It’s time for a true balanced-budget requirement for Illinois
For years Illinois politicians have used borrowing and budgeting gimmicks to give the false appearance of balanced budget.
Despite a constitutional requirement to do so, Illinois politicians have not passed a balanced budget since 2001.
The wording in the Illinois Constitution seems clear: “Proposed expenditures shall not exceed funds estimated to be available for the fiscal year as shown in the budget.”
But for years, Illinois lawmakers have skirted around the requirement with borrowing and bad accounting.

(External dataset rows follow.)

Issue #2702, opened 2024-12-12
TBI - Expose functionality to facilitate the creation of SAP BTP subaccount destinations during the CF discovery flow


longieirl:
### Description (include screenshots)
Currently, during the CF discovery flow on BAS, when you select an ABAP environment, it will show you the appropriate ABAP service to allow you to connect to your ABAP cloud instance. 

When you select this ABAP environment system, it will generate a SAP BTP subaccount destination or update the existing destination using the following naming convention;

```
abap-cloud-<abap-environment-name-<cf-target-org>-<cf-target-space>
```

The SAP BTP destination is created using `OAuth2UserTokenExchange` and will append the appropriate UAA settings to allow connectivity to the backend.

The goal is to leverage the [cf-tools](https://www.npmjs.com/package/@sap/cf-tools) to generate the destination as the flow is only required for BAS.

Existing flow;

![Screenshot 2024-12-12 at 19 53 53](https://github.com/user-attachments/assets/f36eef3f-69c4-4c61-91c1-d9ab497349db)

For more information on this specific destination type;

https://help.sap.com/docs/connectivity/sap-btp-connectivity-cf/oauth-user-token-exchange-authentication

### Value
- remove dependency on internal module
- more maintainable code

### Tasks
- [x] Expose new functionality from axios-extension module
- [x] Leverage cf-tools and axios modules to validate and generate a new SAP BTP destination using the BAS `H2O_URL` proxy to call the create API endpoint

longieirl:
Change has been merged into bas-sdk, waiting on release https://www.npmjs.com/package/@sap/bas-sdk?activeTab=versions v3.11.2 or higher to consume the changes.

longieirl:
Validated in the latest release of SAP Fiori tools and working as expected.

PR #2760, opened 2025-01-09
2702/expose new btp destination creation flow 

longieirl:
Fix for https://github.com/SAP/open-ux-tools/issues/2702

- changes applied to btp-utils
- leverage cf-tools to obtain UAA credentials, used to generate a new OAuth2TokenExchange BTP destination
- changes validated on BAS

Note:
- There is no exception thrown if the destination is already created on the target subaccount
- Exception thrown if the user is not logged into cf
- Exception thrown if subaccount doesn't have a dev space created
- If the SAP BTP destination already exists, existing properties are not updated if already present on the target destination


cianmSAP (dismissed):
Tests indicate new functionality clearly
Excellent test coverage
Would this new functionality not warrant a minor version bump?

longieirl:
Closing this PR, changes made to @sap/bas-sdk now reflect this flow.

House Speaker Mike Madigan attempted to continue this trend in fiscal year 2016, passing a budget through the Illinois General Assembly that would have the state spend nearly $4 billion more than it takes in. Gov. Bruce Rauner vetoed this budget on June 26.
Illinois politicians have constantly used borrowing and budgeting gimmicks to present the false appearance of balance. For example:
- In May 2011, less than six months after the General Assembly enacted a 67 percent state income-tax increase, lawmakers passed what they called a balanced budget. In reality, this budget used an accounting gimmick to push more than $1 billion in unpaid bills to the next fiscal year.
- In fiscal year 2010, then-Gov. Pat Quinn borrowed $3.5 billion to fund the state’s pension systems. In fiscal year 2011, Quinn borrowed another $3.7 billion for the same reason.
Unbalanced budgets, gimmicks and deficit spending have been business as usual for far too long in Illinois. What good is a balanced budget requirement if politicians can just skirt around it? The state needs a real balanced-budget requirement – one that includes the following:
- Deficits cannot be carried forward.
- Borrowing, fund sweeps and refinancing debt cannot be counted as revenues.
- The comptroller must complete an independent certification of revenue estimates.
- The comptroller must verify and endorse planned expenditures as less than or equal to revenues estimates.
- The governor must submit the balanced budget and the legislature must approve the budget.
A strong balanced budget requirement means that spending is paid for and promises are kept. Operating within a common-sense fiscal framework would pay huge dividends to the state’s fiscal future.